Again this year, I just missed the cut-off for moving past Round 2. I finished at position #623 with only the top 500 advancing. I was actually tied with #315 with about 400 other participants in points, but didn’t do well in the tie-breaker: time.
The first problem, Swinging Wild, involved crossing a juggle by swinging on vines with various positions and lengths. I found the description a bit long and confusing and skipped it at first, but I knew it must be relatively easy since it was the first problem, so I came back to it later. My first solution was rejected, and I realized my approach was bad and I had to start over. I considered moving to another problem, but at least now I understood this one. Eventually I got it by using dynamic programming and starting at the end vine, but it took way too long as I had several wrong submissions working out bugs. For each vine, I worked out the minimum length of vine needed to reach the other side from that vine. Working backwards, the minimum for each vine depended on the values for the vines already computed. I still completely missed the possibility that you might want to swing backward.
The second problem, Aerobics, was to place circles in a rectangular area without any overlap. In general, that’s the famous packing problem with no efficient solution, but in this case you’re told that there is plenty of room: over five times the area of the circles. So it comes down to find a heuristic for placing circles. I was lucky that mine worked, which was to sort the circles and place them in rows. The Google solution was even simpler: just place the circles randomly and pick a new position when there is overlap.
With less than 30 minutes left, I took a stab at the third problem, Mountain View. Given constraints about a set of mountain heights, you have to generate a set of heights consistent with the constraints. I didn’t have any code handy for solving a system of linear inequalities, but I tried a simple solution of adjusting each height to meet the constraints where it needed to be the tallest and repeating until all constraints were satisfied or some limit was reached. Unfortunately the contest ended before I finished. I did submit my solution 10 minutes later even though the site had gone in practice mode. My dumb solution was good enough to pass the small test test but not the large set.

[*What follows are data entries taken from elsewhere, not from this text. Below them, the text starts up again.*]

PR #5665, opened 2024-03-28
SALTO-5569 - The state file should be un-changed after a Fetch with no semantic changes

tomsellek:
We want the state file to remain unchanged if there were no changes to the workspace.

This requires removing the feature of recommending 'align' mode if the accounts are too old.

---

These changes were *not* exhaustively tested.

---
_Release Notes_: 
Will no longer keep track of the last fetch date for accounts. 

---
_User Notifications_: 
N/A


packages/core/src/local-workspace/state/state.ts
```diff
@@ -77,7 +77,7 @@ const parseStateContent = async (contentStreams: AsyncIterable<NamedStream>): Pr
           } else if (key === 1) {
             // line 2 - update dates, e.g.
             //   {"dummy":"2023-01-09T15:57:59.322Z"}
-            res.updateDates.push(value)
+            res.accounts.push(value)
```
amitgoldarb, line 80: Is this code backwards compatible to state files with existing timestamps?  Also the comment above refers to the the format of the original code. We should either edit it or remove it I think

tomsellek: Ack

packages/cli/test/commands/fetch.test.ts
```diff
@@ -612,189 +611,6 @@ describe('fetch command', () => {
       })
     })
   })
-  describe('multienv - new account in env, with existing common elements', () => {
```
amitgoldarb, line 615: Do we really need to remove this entire test?

packages/core/src/local-workspace/state/state.ts
```diff
@@ -75,9 +75,14 @@ const parseStateContent = async (contentStreams: AsyncIterable<NamedStream>): Pr
             //   [{"elemID":{...},"annotations":{...}},{"elemID":{...},"annotations":{...}},...]
             res.elements = res.elements.concat(await deserializeParsed(value))
           } else if (key === 1) {
-            // line 2 - update dates, e.g.
-            //   {"dummy":"2023-01-09T15:57:59.322Z"}
-            res.accounts.push(value)
+            // line 2 - configured accounts, e.g.
+            //   [dummy, ...]
+            if (_.isPlainObject(value)) {
+              // old-format
```
amitgoldarb, line 77: I think we can elaborate a bit on these comments.

amitgoldarb (commented):
This LGTM.
Let's wait for @ori-moisis's approval as well 🙏 
Added 2 small comments

packages/cli/test/commands/fetch.test.ts
tomsellek: I think so. AFAICT it tests the "suggest different fetch mode if the last fetch was too long ago" feature?

packages/cli/test/mocks.ts
```diff
@@ -326,11 +325,13 @@ export const mockWorkspace = ({
...
-      key: wsState.StateMetadataKey
-      value: string
-    }[]),
+    accounts: [],
+    saltoMetadata: new InMemoryRemoteMap(
+      [] as {
+        key: wsState.StateMetadataKey
+        value: string
+      }[],
+    ),
```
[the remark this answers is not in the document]
tomsellek: Ack

packages/core/src/local-workspace/state/state.ts
```diff
@@ -75,19 +71,22 @@ const parseStateContent = async (contentStreams: AsyncIterable<NamedStream>): Pr
             //   [{"elemID":{...},"annotations":{...}},{"elemID":{...},"annotations":{...}},...]
             res.elements = res.elements.concat(await deserializeParsed(value))
           } else if (key === 1) {
-            // line 2 - update dates, e.g.
-            //   {"dummy":"2023-01-09T15:57:59.322Z"}
-            res.updateDates.push(value)
+            // line 2 - configured accounts, e.g.
+            //   [dummy, ...]
```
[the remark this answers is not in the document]
tomsellek: Ack. AFAICT we only keep the state of one account per file, so I'll make it a scalar value rather than an array.

packages/core/src/local-workspace/state/state.ts
tomsellek: Ack.

packages/core/src/local-workspace/state/state.ts
```diff
@@ -75,19 +71,22 @@ const parseStateContent = async (contentStreams: AsyncIterable<NamedStream>): Pr
...
             // line 3 - path index, e.g.
             //   [["dummy.aaa",[["dummy","Types","aaa"]]],["dummy.aaa.instance.bbb",[["dummy","Records","aaa","bbb"]]]]
             res.pathIndices = res.pathIndices.concat(value)
           } else if (key === 3) {
             // line 4 - version, e.g.
             //   "0.1.2"
-            if (!_.isEmpty(value)) {
-              res.versions.push(value)
-            }
+            log.trace('Old format state file contains the OSS version information')
```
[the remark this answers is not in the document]
tomsellek: Ack.

packages/core/src/local-workspace/state/state.ts
```diff
@@ -155,21 +154,10 @@ export const localState = (
...
-    if (stateUpdateDate !== undefined) {
-      await stateUpdateDate.clear()
-      await stateUpdateDate.setAll(awu(Object.entries(updateDatesByAccount).map(([key, value]) => ({ key, value }))))
-    }
-    const currentVersion = semver.minSatisfying(res.versions, '*') ?? undefined
-    if (currentVersion) {
-      await stateData.saltoMetadata.set('version', currentVersion)
+    const accounts = res.accounts ?? []
+    const stateAccounts = stateData.accounts
+    if (stateAccounts !== undefined) {
```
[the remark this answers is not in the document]
tomsellek: Ack

packages/core/src/local-workspace/state/state.ts
```diff
@@ -224,9 +211,8 @@ export const localState = (
       }
       yield* yieldWithEOL([
         accountToElementStreams[account],
-        awu([safeJsonStringify({ [account]: accountToDates[account] } || {})]),
+        awu([safeJsonStringify(account)]),
```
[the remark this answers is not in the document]
tomsellek: `yieldWithEOL` requires all parameters to be `AsyncIterable`s.

packages/workspace/src/workspace/state/in_mem.ts
```diff
@@ -36,9 +36,7 @@ const { awu } = collections.asynciterable
 
 const log = logger(module)
 
-type InMemoryState = State & {
-  setVersion(version: string): Promise<void>
-}
+type InMemoryState = State
```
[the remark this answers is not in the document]
tomsellek: That sort of depends on your feelings about types-as-documentation. For my part, I think yes.

packages/workspace/src/workspace/state/in_mem.ts
```diff
@@ -61,8 +59,7 @@ export const buildInMemState = (loadData: () => Promise<StateData>, persistent =
 
   const updateAccounts = async (accounts?: string[]): Promise<void> => {
     const data = await stateData()
-    const newAccounts = accounts ?? (await awu(data.accountsUpdateDate.keys()).toArray())
-    return data.accountsUpdateDate.setAll(newAccounts.map(s => ({ key: s, value: new Date(Date.now()) })))
+    data.accounts = accounts ?? data.accounts
```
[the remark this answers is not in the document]
tomsellek: Ack.

packages/workspace/src/workspace/state/in_mem.ts
```diff
@@ -148,19 +145,15 @@ export const buildInMemState = (loadData: () => Promise<StateData>, persistent =
...
+    existingAccounts: async (): Promise<string[]> => (await stateData()).accounts,
     getPathIndex: async (): Promise<PathIndex> => (await stateData()).pathIndex,
     getTopLevelPathIndex: async (): Promise<PathIndex> => (await stateData()).topLevelPathIndex,
     clear: async () => {
       const currentStateData = await stateData()
       await currentStateData.elements.clear()
       await currentStateData.pathIndex.clear()
       await currentStateData.topLevelPathIndex.clear()
-      await currentStateData.accountsUpdateDate.clear()
+      currentStateData.accounts.length = 0
```
ori-moisis, line 156: seems like we were ok with replacing the list instead of updating it in place on `updateAccounts`, why can't we do the same here?

just feels like in terms of readability
```typescript
currentStateData.accounts = []
```
gets the point across more clearly

packages/workspace/src/workspace/state/state.ts
```diff
@@ -95,12 +92,7 @@ export const buildStateData = async (
     deserialize: async data => JSON.parse(data),
     persistent,
   }),
-  accountsUpdateDate: await remoteMapCreator<Date>({
-    namespace: createStateNamespace(envName, 'service_update_date'),
-    serialize: async date => date.toISOString(),
-    deserialize: async data => new Date(data),
-    persistent,
-  }),
+  accounts: [],
```
ori-moisis, line 95: isn't this a problem to always initialize this empty?
now that this is no longer persisted in the cache, won't it cause the state to always think it has an empty account list when the cache is valid?

packages/core/src/local-workspace/state/state.ts
```diff
@@ -75,19 +71,24 @@ const parseStateContent = async (contentStreams: AsyncIterable<NamedStream>): Pr
...
           } else if (key === 3) {
-            // line 4 - version, e.g.
+            // In the old format, there was a line 4 - version, e.g.
             //   "0.1.2"
-            if (!_.isEmpty(value)) {
-              res.versions.push(value)
-            }
+            // We do not expect this in new-format files, but keep the code here so older state files are parsed as valid.
+            // once we are certain all state files are updated, we can remove the `key === 3` section.
+            log.trace('Old format state file contains the Salto version information')
```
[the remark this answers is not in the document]
tomsellek: Ack

packages/core/test/workspace/local/state/state.test.ts
```diff
@@ -47,24 +46,17 @@ const { toMD5 } = hash
...
 const mockStateContent = async ({
   elements,
-  date,
   pathIndexLine = '[]',
-  version = '0.0.1',
   extraLine,
 }: MockStateContentArgs): Promise<Buffer> => {
   const elementsLine = await serialization.serialize(elements)
-  const dateLine = safeJsonStringify({ [elements[0].elemID.adapter]: date ?? new Date() })
+  const dateLine = safeJsonStringify(elements[0].elemID.adapter)
```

I realized later that if I knew Mathematica better I could have used it to solve the inequalities. Later I hand-coded one of the simpler test cases (the last one on the problem page) in Mathematica:
FindInstance[{a >= 0, b >= 0, c >= 0, d >= 0,
(d – a) * 1 > (b – a) * 3, (d – a) * 2 > (c – a) * 3,
(c – b) * (3 – 1 ) >= (d – b) * (2 – 1)},
{a, b, c, d}, Integers]
It quickly returned a valid answer:
{{a -> 7, b -> 0, c -> 1, d -> 0}}
I guess I need to learn how to do file I/O in Mathematica before next year.
Update: I did get the general solution working in Mathematica (posted on StackExchange for comments), but it can’t handle the 1000+ variables and ~1M constraints of the large problem, though I guess the constraints could be pruned first since often one constraint is redundant with two others.